Üçok, "Sayın Başbuğ'un dönemi, kanaatimce,
Türk Silahlı Kuvvetleri tarihinde, personelinin en acımasız hukuksuzluklara, aşağılanmalara ve zulümlere maruz kaldığı dönem olmuştur" dedi.
Birleşen
Balyoz davasının
tutuklu sanığı hakim
Albay Ahmet
Zeki Üçok dinlendi.
Üçok, suçlamaları kabul etmedi.
İstanbul 11. Ağır
Ceza Mahkemesinde görülen, "Sahte
çürük raporu" davası kapsamında da yargılanan Üçok'un hakkındaki iddialara
cevap verdi.
HAKİM, SANIK ÜÇOK'U UYARDI
Beşiktaş'da bulunan CMK'nın 250. maddesiyle görevli
mahkemeleri ve kararlarını da eleştiren Üçok, "Beşiktaş
Adliyesi'nde görev yapan hakim ve savcılar kendilerini Türkiye'deki bütün mahkemelerden hatta Yargıtay'dan bile üstün görmektedirler" şeklinde konuştu. Bu sözler üzerine mahkeme başkanı
Ömer Diken de, "Savunma sınırlarını aşarak
hakaret ediyorsun. Bizi
hedef alamazsın. Siz burada hakim ve savcıları hedef alamazsınız" diyerek
sanık Üçok'u uyardı. Bu uyarı üzerine Üçok'da kimseye hakaret etmediğini belirterek", "

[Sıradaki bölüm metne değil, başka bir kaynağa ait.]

PR #88, opened 2017-10-04
ugrade-1.x-to-2.x: changes to go into the self-service HUP

imrehg:
* Exit properly when switching root partition
* Source profile to get proper path information
* Enable loging (to /tmp/ as for 1.x->2.x the only filesystem  that does not
  change in the process)
* Allow pulling from the staging resinOS Docker HUB repository
* Add script to call the updater through ssh (optional, for manual updates)


imrehg:
Bummer, pushed to my own fork, which does not work with versionist, repushing....

PR #89, opened 2017-10-04
ugrade-1.x-to-2.x: changes to go into the self-service HUP

imrehg:
* Exit properly when switching root partition
* Source profile to get proper path information
* Enable loging (to /tmp/ as for 1.x->2.x the only filesystem  that does not
  change in the process)
* Allow pulling from the staging resinOS Docker HUB repository
* Add script to call the updater through ssh (optional, for manual updates)
* Increase minimum hostos starting version for BB, so that we avoid the eMMC bug
* Bail out better if the resinos image download fails (instead of silently dying)
* Better logging on the device
* Checking if image:tag exists in registry (docker hub) and bail out if not
* Fix start-resin-supervisor for versions that have broken logic
* Log error properly when resin-data backup fails (e.g. if backup larger than available space to back up)
* For releases that come with potentialy broken supervisor (6.2.0-6.3.4), upgrade to the next available supervisor (6.3.5)

### DIFF
--- a/upgrade-1.x-to-2.x.sh
+++ b/upgrade-1.x-to-2.x.sh
@@ -592,6 +592,9 @@ log "Getting new OS image..."
 progress 50 "ResinOS: downloading OS update..."
 # Create container for new version
 CONTAINER=$(docker create ${IMAGE} echo export)
+if [ -z "$CONTAINER" ]; then
+    log ERROR "Could not download target update image..."
+fi
 
 progress 60 "ResinOS: processig update package..."
 # Export container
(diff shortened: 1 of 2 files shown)


imrehg:
@agherzan can this be reviewed and merged? this is the form that got into self-service v2, and have further improvements that I'd like to add, but the PR is getting waaaay too big I had to pile on it due to not having recent merges.

agherzan:
Let's see...

upgrade-1.x-to-2.x.sh
```diff
@@ -203,6 +203,48 @@ function stop_all() {
     systemctl stop docker
 }
 
+function image_exsits() {
```
agherzan: There is a typo here.

imrehg: Thanks, fixed!

PR #106, opened 2017-11-01
upgrade-1.x-to-2.x: set to be deleted partitions to read only and flush buffer

imrehg:
In some rare, and hard-to-reproduce cases, when parted removes a partition,the partition table information fails to update, because maybe the partition is somehow still in use even if it was unmounted successfully.

Trying to prevent that case by setting the soon-to-be-removed partitions to read-only and flushing the device buffers, before removing the partition.

### DIFF
--- a/upgrade-1.x-to-2.x.sh
+++ b/upgrade-1.x-to-2.x.sh
@@ -526,6 +526,11 @@ fi
 # Unmount p1
 umount "${boot_path}"
 
+# Set soon-to-be-removed block devices to read-only, and flush the buffers
+blockdev --setro ${root_dev}p6
+blockdev --setro ${root_dev}p5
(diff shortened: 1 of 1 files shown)


imrehg:
Proposed. So far to me it seems this change can not hurt; in the worst case scenario this does not make any difference and will still hit the issue. Ideally we'll plug some race condition that results in the error we've seen (but can't yet reproduce on demand)

> Error: Partition(s) 6 on /dev/mmcblk0 have been written, but we have been unable to inform the kernel of the change, probably because it/they are in use. As a result, the old partition(s) will remain in use. You should reboot now before making further changes.

imrehg:
Does not fix the issue, looking for other solution.

Issue #107, opened 2017-11-03
update-resin-supervisor polyfill for some versions


imrehg:
update-resin-supervisor does not properly work with device API keys for some versions (e.g 2.2.0->2.3.0), and add polyfill for that (thought it was already added, but looks like maybe not). The lack of this polyfill would stopresinHUP updating some versions.

PR #108, opened 2017-11-03
upgrade-2.x: update-resin-supervisor polyfill for 2.0.8-2.7.0 versions

imrehg:
These versions had update-resin-supervisor that couldn't properly query the API for an update.

### DIFF
--- a/upgrade-2.x.sh
+++ b/upgrade-2.x.sh
@@ -467,6 +467,22 @@ else
     log "No resin-device-progress fix is required..."
 fi
 
+# Fix for issue: https://github.com/resin-os/meta-resin/pull/864
+# Also includes change from: https://github.com/resin-os/meta-resin/pull/882
+if version_gt "$VERSION_ID" "2.0.8" &&
+    version_gt "2.7.0" "$VERSION_ID"; then
+        log "Fixing supervisor updater..."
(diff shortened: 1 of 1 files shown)


imrehg:
Tested by updating 2.2.0+rev1 -> 2.7.5+rev1 (with and without the patch)

imrehg:
Fixes #107

imrehg:
@agherzan can I have a review and merge if good?

imrehg:
Ping @agherzan ?

upgrade-2.x.sh
```diff
@@ -467,6 +467,20 @@ else
...
 
+if version_gt "$VERSION_ID" "2.0.8" &&
+    version_gt "2.7.0" "$VERSION_ID"; then
+        log "Fixing supervisor updater..."
+        if curl --fail --silent -o "/tmp/update-resin-supervisor" https://raw.githubusercontent.com/resin-os/meta-resin/40d5a174da6b52d530c978e0cae22aa61f65d203/meta-resin-common/recipes-containers/docker-disk/docker-resin-supervisor-disk/update-resin-supervisor ; then
+            chmod 755 "/tmp/update-resin-supervisor"
+            PATH="/tmp:$PATH"
+            log "Added temporary supervisor updater replaced with fixed version..."
+        else
+            log WARN "Could not download temporary supervisor updater..."
```
floion: Do you not want it to error out in this case? Or at least enhance the warning saying this really needs to be fixed on the device afterwards?

imrehg: @floion yes, probably should, will update it like that. The stronger warning wouldn't make a difference, because logs from self-service updates will just stay on the device now, and won't get read by us, unless we need to see how things went.

imrehg:
Updated from Florin's comment

PR #112, opened 2017-11-16
upgrade-2x: enable hostapp-update based updates through resinhup

imrehg:
* whenever available, use hostapp-update
* do pre-update cleanup
* do pre-update fixes/polyfills
* work on both regular 2.x->2.x updates and the newer, hostapp-update ones

Connects-to: https://github.com/resin-io/hq/pull/1087
Change-type: minor

Tested on rpi3 for many different versions, bbb, up-board, intel-nuc.


upgrade-2.x.sh
```diff
@@ -249,6 +249,70 @@ function device_type_match {
     echo "${match}"
 }
 
+# Pre update cleanup: remove some not-required files from the boot partition to clear some space
+function pre_update_pi_bootfiles_removal {
+    local boot_files_for_removal=('start_db.elf' 'fix_db.dat')
```
floion: This should be "fixup_db.dat"

upgrade-patches/0-bootfiles
```diff
@@ -0,0 +1,127 @@
...
+bootfiles_list="/usr/share/hostapp-update/bootfiles.txt"
+boot_fingerprint="resinos.fingerprint"
+bootfiles_blacklist="\
+	/config.json \
+	/config.txt \
+	/splash/resin-logo.png \
+	"
+bootfiles_ignore="\
+	/start_db.elf \
+	/fix_db.dat \
```
floion: This should be "fixup_db.dat"

imrehg: Addressed, thanks!

upgrade-2.x.sh
imrehg: Addressed, thanks!

bbinet:
Could you explain what is hostapp-update ?
I can't find any information about it.
Thanks.

imrehg:
@floion @agherzan can I have a review here?

imrehg:
@bbinet sure thing, will do in a bit, it's an upcoming resinOS feature that we are very excited about, and makes updates even better.

bbinet:
@imrehg Great, I'm looking forward to hear about it!

imrehg:
Implemented the migration as discussed / spec'd out, should be ready for review (testing in the meantime)

upgrade-2.x.sh
```diff
@@ -249,6 +250,176 @@ function device_type_match {
...
+    local update_package=$1
+    local sysroot="/mnt/sysroot/inactive"
+    local temp_sysroot
+
+    find_partitions
+    stop_services
+
+    # Mount spare root partition
+    umount "${update_part}" || true
+    mkfs.ext4 -F -L "${update_label}" "${update_part}"
```
petrosagg: Use the same parameters we use in resinOS when creating partitions: https://github.com/resin-os/meta-resin/blob/b32f8be8cd90d39732c707f009213e616a6396fa/meta-resin-common/recipes-containers/mkfs-hostapp-native/files/create#L16

upgrade-2.x.sh
```diff
@@ -249,6 +250,176 @@ function device_type_match {
...
+    docker run \
+      --rm \
+      --name resinhup \
+      --privileged \
+      -v "${temp_sysroot}":/mnt/sysroot/inactive \
+      -v /mnt/boot:/mnt/boot \
+      -v /tmp/resinos-image.docker:/resinos-image.docker \
+      -v /mnt/data/resinhup/tmp:/mnt/data/resinhup/tmp \
+      "${update_package}" \
+      /bin/bash -c 'storage_driver=$(cat /boot/storage-driver) ; DOCKER_TMPDIR=/mnt/data/resinhup/tmp/ dockerd --log-driver=journald -s=$storage_driver --data-root='"${sysroot}"'/docker -H unix:///var/run/docker-host.sock --pidfile=/var/run/docker-host.pid --exec-root=/var/run/docker-host --bip 10.114.201.1/24 --fixed-cidr=10.114.201.128/25 --iptables=false & sleep 10; echo "Starting hostapp-update"; hostapp-update -f /resinos-image.docker' \
```
petrosagg: Use `until docker ps; do sleep 0.2; done` here too

upgrade-2.x.sh
```diff
@@ -249,6 +250,176 @@ function device_type_match {
...
+    || log ERROR "Update based on hostapp-update has failed..."
+}
+
+function find_partitions {
+    # Find which partition is / and which we should write the update to
+    root_part=$(findmnt -n --raw --evaluate --output=source /)
+    log "Found root at ${root_part}..."
+    case $root_part in
+        *2)
+            # on 2.x the following device types have these kinds of results for $root_part
```
petrosagg: @agherzan this is a bug. Why are not all device use label based partitions?

upgrade-2.x.sh
```diff
@@ -249,6 +250,176 @@ function device_type_match {
...
+      /bin/bash -c 'storage_driver=$(cat /boot/storage-driver) ; DOCKER_TMPDIR=/mnt/data/resinhup/tmp/ dockerd --log-driver=journald -s=$storage_driver --data-root='"${sysroot}"'/docker -H unix:///var/run/docker-host.sock --pidfile=/var/run/docker-host.pid --exec-root=/var/run/docker-host --bip 10.114.201.1/24 --fixed-cidr=10.114.201.128/25 --iptables=false & sleep 10; echo "Starting hostapp-update"; hostapp-update -f /resinos-image.docker' \
+    || log ERROR "Update based on hostapp-update has failed..."
+}
+
+function find_partitions {
+    # Find which partition is / and which we should write the update to
+    root_part=$(findmnt -n --raw --evaluate --output=source /)
+    log "Found root at ${root_part}..."
+    case $root_part in
+        *2)
```
petrosagg: This index based approach will not work on boards like the edison or the jetson tx2 that do not have their root partition on offsets 2 or 3

upgrade-2.x.sh
```diff
@@ -249,6 +250,176 @@ function device_type_match {
...
+            update_part_no=3
+            update_label=resin-rootB
+            ;;
+        *3)
+            root_dev=${root_part%3}
+            update_part=${root_dev}2
+            update_part_no=2
+            update_label=resin-rootA
+            ;;
+        *rootA)
```
petrosagg: This can only be `resin-rootA`, right? If yes, no need for the wildcard

upgrade-2.x.sh
```diff
@@ -249,6 +250,176 @@ function device_type_match {
...
+            old_label=resin-rootA
+            update_label=resin-rootB
+            root_part_dev=$(blkid | grep "${old_label}" | awk '{print $1}' | sed 's/://')
```
petrosagg: Can we do this with `findmnt` or with `$(readlink -f /dev/disk/by-label/${old_label})`?

upgrade-2.x.sh
```diff
@@ -249,6 +250,176 @@ function device_type_match {
...
+    fi
+}
+
+function finish_up() {
+    sync
+    if [ "${NOREBOOT}" == "no" ]; then
+        # Reboot into new OS
+        log "Rebooting into new OS in 5 seconds..."
+        progress 100 "ResinOS: update successful, rebooting..."
+        nohup bash -c " /bin/sleep 5 ; /sbin/reboot " > /dev/null 2>&1 &
```
petrosagg: Why not just `sleep 5; reboot`?

upgrade-2.x.sh
```diff
@@ -483,56 +656,40 @@ else
...
-        update_part=${root_part_dev%2}3
-        ;;
-    *)
-        log ERROR "Unknown root partition \"$root_part\"."
-esac
-if [ ! -b "$update_part" ]; then
-    log ERROR "Update partition detected as ${update_part} but it's not a block device."
+### hostapp-update based updater
+
+if [ -x "$(command -v hostapp-update)" ]; then
```
petrosagg: Why are we not using the OS version for this? `minimum_hostapp_target_version` is set at the top of the script

upgrade-2.x.sh
```diff
@@ -249,6 +250,176 @@ function device_type_match {
...
+        storage_driver=$(cat /boot/storage-driver)
+        log "Starting docker-host with ${storage_driver} storage driver"
+        dockerd --log-driver=journald -s="${storage_driver}" --data-root="${sysroot}/docker" -H unix:///var/run/docker-host.sock --pidfile=/var/run/docker-host.pid --exec-root=/var/run/docker-host --bip 10.114.101.1/24 --fixed-cidr=10.114.101.128/25 --iptables=false &
+        sleep 10
+    else
+        if [ -f "$sysroot/resinos.fingerprint" ]; then
+            # Happens on a device, which has HUP'd from a non-hostapp resinOS first
+            # then updated again but this time with hostapp-update. The previous "active"
+            # partition now inactive, and still has leftover data
+            log "Have docker-host running, with dirty inactive partition"
```
petrosagg: How can this happen? In a hostapp to hostapp update there should be no garbage left behind that need to be cleaned up after the new OS has booted

upgrade-2.x.sh
```diff
@@ -249,6 +250,176 @@ function device_type_match {
...
+    if ! [ -S "/var/run/docker-host.sock" ]; then
+        ## Happens on devices booting after a regular HUP update onto a hostapps enabled resinOS
+        log "Do not have docker-host running"
+        log "Clean inactive partition"
+        rm -rf "${sysroot:?}/"*
+        log "Getting storage driver info"
+        storage_driver=$(cat /boot/storage-driver)
+        log "Starting docker-host with ${storage_driver} storage driver"
+        dockerd --log-driver=journald -s="${storage_driver}" --data-root="${sysroot}/docker" -H unix:///var/run/docker-host.sock --pidfile=/var/run/docker-host.pid --exec-root=/var/run/docker-host --bip 10.114.101.1/24 --fixed-cidr=10.114.101.128/25 --iptables=false &
+        sleep 10
```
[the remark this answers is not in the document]
imrehg: done

upgrade-2.x.sh
```diff
@@ -249,6 +250,176 @@ function device_type_match {
...
+        if [ -f "$sysroot/resinos.fingerprint" ]; then
+            # Happens on a device, which has HUP'd from a non-hostapp resinOS first
+            # then updated again but this time with hostapp-update. The previous "active"
+            # partition now inactive, and still has leftover data
+            log "Have docker-host running, with dirty inactive partition"
+            systemctl stop docker-host
+            log "Clean inactive partition"
+            rm -rf "${sysroot:?}/"*
+            systemctl start docker-host
+            sleep 10
```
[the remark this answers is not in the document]
imrehg: done

upgrade-2.x.sh
imrehg: Done

upgrade-2.x.sh
imrehg: done

upgrade-2.x.sh
imrehg: updated

upgrade-2.x.sh
imrehg: @petrosagg you mean instead of absolute path, or instead of using "nohup"? I take the former, but let me know if I miss something. The nohup I think is there for properly `exit 0` from the script (but it's a holdover from the original version I received, so happy to change it it could be improved further.

upgrade-2.x.sh
imrehg: I fell this is more robust to check whether the current system has hostapp-update support or not.. The `minimum_hostapp_target_version` is checking the update target, while this check is checking the current system. Can update to use the version check too, then.

upgrade-2.x.sh
imrehg: Updated.

upgrade-2.x.sh
imrehg: This function is only used for pre-hostapp-update devices, so for the Jetson TX2 it should not cause issue. For the Edison this will be an issue, when adding support for HUP in the near future. In that case will add Edison-specific stuff in this logic.

upgrade-2.x.sh
```diff
@@ -249,6 +250,176 @@ function device_type_match {
...
+        rm -f "/mnt/boot/$f"
+    done
+    sync
+}
+
+function pre_update_fix_bootfiles_hook {
+    log "Applying bootfiles hostapp-hook fix"
+    local bootfiles_temp
+    bootfiles_temp=$(mktemp)
+    curl -f -s -L -o "$bootfiles_temp" https://raw.githubusercontent.com/resin-os/resinhup/master/upgrade-patches/0-bootfiles || log ERROR "Couldn't download fixed '0-bootfiles', aborting."
```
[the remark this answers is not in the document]
imrehg: Broke that file out into its own PR, #115, so when that's merged, can refer to it by commit.

upgrade-2.x.sh
imrehg: @petrosagg it's not the hostapp-to-hostapp updatre case, but as the header says, that non-hostapp-to-hostapp. There the previous system is still there, as before the reboot it was running, and currently don't have a service in resinOS that clears up `/mnt/sysroot/inactive` on boot (before starting the `docker-host` service).

upgrade-2.x.sh
agherzan: I think the problem here is to detect which root we are running on. They all use labels but the problem is detecting if we are running from rootA or rootB.

upgrade-2.x.sh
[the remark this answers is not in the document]
agherzan: It was merged :)

upgrade-2.x.sh
```diff
@@ -249,6 +250,176 @@ function device_type_match {
...
 }
 
+# Pre update cleanup: remove some not-required files from the boot partition to clear some space
+function pre_update_pi_bootfiles_removal {
+    local boot_files_for_removal=('start_db.elf' 'fixup_db.dat')
+    for f in "${boot_files_for_removal[@]}"; do
+        echo "Removing $f from boot partition"
+        rm -f "/mnt/boot/$f"
+    done
+    sync
```
agherzan: You can sync just the boot partition. `sync /mnt/boot`

upgrade-2.x.sh
```diff
@@ -249,6 +250,212 @@ function device_type_match {
...
+    if ! [ -S "/var/run/docker-host.sock" ]; then
+        ## Happens on devices booting after a regular HUP update onto a hostapps enabled resinOS
+        log "Do not have docker-host running"
+        log "Clean inactive partition"
+        rm -rf "${sysroot:?}/"*
+        log "Getting storage driver info"
+        storage_driver=$(cat /boot/storage-driver)
+        log "Starting docker-host with ${storage_driver} storage driver"
+        dockerd --log-driver=journald -s="${storage_driver}" --data-root="${sysroot}/docker" -H unix:///var/run/docker-host.sock --pidfile=/var/run/docker-host.pid --exec-root=/var/run/docker-host --bip 10.114.101.1/24 --fixed-cidr=10.114.101.128/25 --iptables=false &
+        until DOCKER_HOST="unix:///var/run/docker-host.sock" docker ps &> /dev/null; do sleep 0.2; done
```
agherzan: We should try this with a timeout otherwise if host docker can't start we will end up blocked.

upgrade-2.x.sh
petrosagg: Right. I thought I had deleted this comment before submitting my review. Thanks for clarifying anyway

upgrade-2.x.sh
petrosagg: got it

upgrade-2.x.sh
imrehg: Done

upgrade-2.x.sh
imrehg: @agherzan check if the changes are good for you.

I've tested all 3 of such calls, both when everything worked, and when I changed the script to not start up docker and thus see that it correctly failed/timed-out.
Any feedback's appreciated.

PR #398, opened 2016-05-06
Ensure replace doesn't modify the original resource

jimmidyson:
@iocanel Can you think of a simpler way to do this? We don't know the builder type at this point sadly.

@jwendell This supercedes #391.


jimmidyson:
@iocanel Any comments?

iocanel:
@jimmidyson: I like it. The only other feasible solution is to add some generics-porn :-) 

So let's merge it.

jimmidyson:
[merge]

PR #402, opened 2016-05-18
Make jobs, deployments & replica sets scaleable, and replica sets also support rolling updates

jimmidyson:


jimmidyson:
[merge]

PR #409, opened 2016-05-23
#408: The OkHttpClient adapter should a clone of the client of the sp…

### LINKED ISSUE #408: Unable to use `.extensions()` when multiple clients are configured with SSL
When multiple clients are registered, each adaptor is registered [here](https://github.com/fabric8io/kubernetes-client/blob/master/kubernetes-client/src/main/java/io/fabric8/kubernetes/client/Adapters.java#L43). Unfortunately, it's registering the adaptor by [class type](https://github.com/fabric8io/kubernetes-client/blob/master/kubernetes-client/src/main/java/io/fabric8/kubernetes/client/BaseClient.java#L60), which means if multiple adaptors with the same class (i.e. multiple clients exist) are added, the old ones are overwritten. 

My inclination is to register the adaptor with a string combining details about the cluster with the adaptor class to facilitate this. @iocanel I believe you wrote that adaptor code, WDYT?

iocanel:
…ecified instance.

Fixes #408

### DIFF
--- a/kubernetes-client/src/main/java/io/fabric8/kubernetes/client/BaseClient.java
+++ b/kubernetes-client/src/main/java/io/fabric8/kubernetes/client/BaseClient.java
@@ -25,7 +25,7 @@ import io.fabric8.kubernetes.client.utils.Utils;
 import java.net.URL;
 
 
-public abstract class BaseClient implements Client {
+public abstract class BaseClient implements Client, HttpClientAware {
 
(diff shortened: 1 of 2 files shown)


lwander:
Thanks for the fix!

iocanel:
[merge]

iocanel:
@lwander: I should be thanking you for the fix :-)

PR #411, opened 2016-05-24
Fix list deletes for cascadeable resources

### LINKED ISSUE #410: Deleting deployment does  not delete associated pods
I am trying to delete deployment and its associated pods using following code 

`kubernetesClient
                .extensions()
                .deployments()
                .withLabels(labels).delete();`

It doesn't delete pods associated with it . Is there a alternative to delete pods too ?

where as when I delete using kubectl it deletes pods as well.

jimmidyson:
Fixes #410


jimmidyson:
[merge]

PR #414, opened 2016-05-25
Disable read timeout for log watching

### LINKED ISSUE #368: Log watch streaming does not work as expected
When a client reads log using LogWatch then the reading is blocked and never resumes if the client reads the data faster than the log file generates them.

The issue is probably hidden in InputStreamPumper line

while (keepReading && !Thread.currentThread().isInterrupted() && (length = in.read(buffer)) != -1)

when the client is at the end of the log then  in.read(buffer) probably returns -1 which causes the cycle ended and method terminated. Thus the reading from pod log is stopped.

When I have monitored the behaviour with debugger it is clearly visible that the executor thread process run() method of the pumper and suddenly it waits for new task that never arrives.

jimmidyson:
Fixes #368


jimmidyson:
[merge]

Hakim ve savcıların görevle ilgili maddeleri dikkate almadıklarını söyledim" diye cevap verdi.
ÜÇOK ESKİ GENELKURMAYBAŞKANLARINI ELEŞTİRDİ
Ahmet Zeki Üçok, dönemin eski
Genelkurmay Başkanları
Yaşar Büyükanıt ve
İlker Başbuğu sert sözlerle eleştirdi.
"İDDİA DOĞRUYSA BAŞBUĞ KAHRAMAN ASKERLERİNİ SATMIŞ DEMEKTİR"
Üçok, "Sayın
Yaşar Büyükanıt ve
İlker Başbuğ döneminde, askeri yargının en temel kanunlarında değişiklik yapılmıştır. Böylece askeri mahkemelerin bütün yetkileri elinden alınmış ve adeta görev yapamaz hale getirilmeye çalışılmışlardır. Meydana gelen olumlu görev uyuşmazlıklarının kesin çözümü için, Uyuşmazlık Mahkemesine gidilerek gerçek görevli mahkemelerin tespit edilebilmesine olanak sağlanmasını istedim. Fakat dönemin Sayın
Genelkurmay Başkanı İlker Başbuğ tarafından, bu önerilerimin hiç birisi dikkate alınmamıştır. Görevsiz ve yetkisiz
sivil savcılıklar ve mahkemelerce yürütülen
soruşturmalar ve kovuşturmaların hiçbirisi ile ilgili olarak askeri savcılıklara soruşturma emri verilmemiştir. Hatta, ne acıdır ki, kendisine gönderdiğim mektubum, bir gazetede yayımlanmıştır. Kaderin ne acı oyunudur ki, yüzlerce askerin tutuklanmasına katkıda bulunan Genelkurmay Adli Müşaviri de, benzer suçlamalara maruz kalmış ve tutuklanarak
Hasdal Cezaevine konulmuştur. Arkadaşları tarafından kendisine, niçin ısrarla askeri yargının bu sürecin dışında tutulduğu ve gerçek görevli mahkemelerin tespit edilebilmesi için Uyuşmazlık Mahkemesine gidiş yolunun engellendiği sorulmuştur. Kendisi, Hasdal'da tutuklu bulunan arkadaşlarına, bu hususta dönemin Genelkurmay Başkanı olan İlker Başbuğ'un emir verdiğini ve askeri yargının bu sürecin dışında tutulmasını istediğini söylemiştir. Eğer bu doğru ise,Türk Silahlı Kuvvetleri'nin başkomutanı olan İlker Başbuğ, generallerini, amirallerini, subaylarını, astsubaylarını verdiği emirler doğrultusunda hiç çekinmeden hayatlarını feda eden bu kahraman askerlerini satmış demektir" ifadelerini kullandı.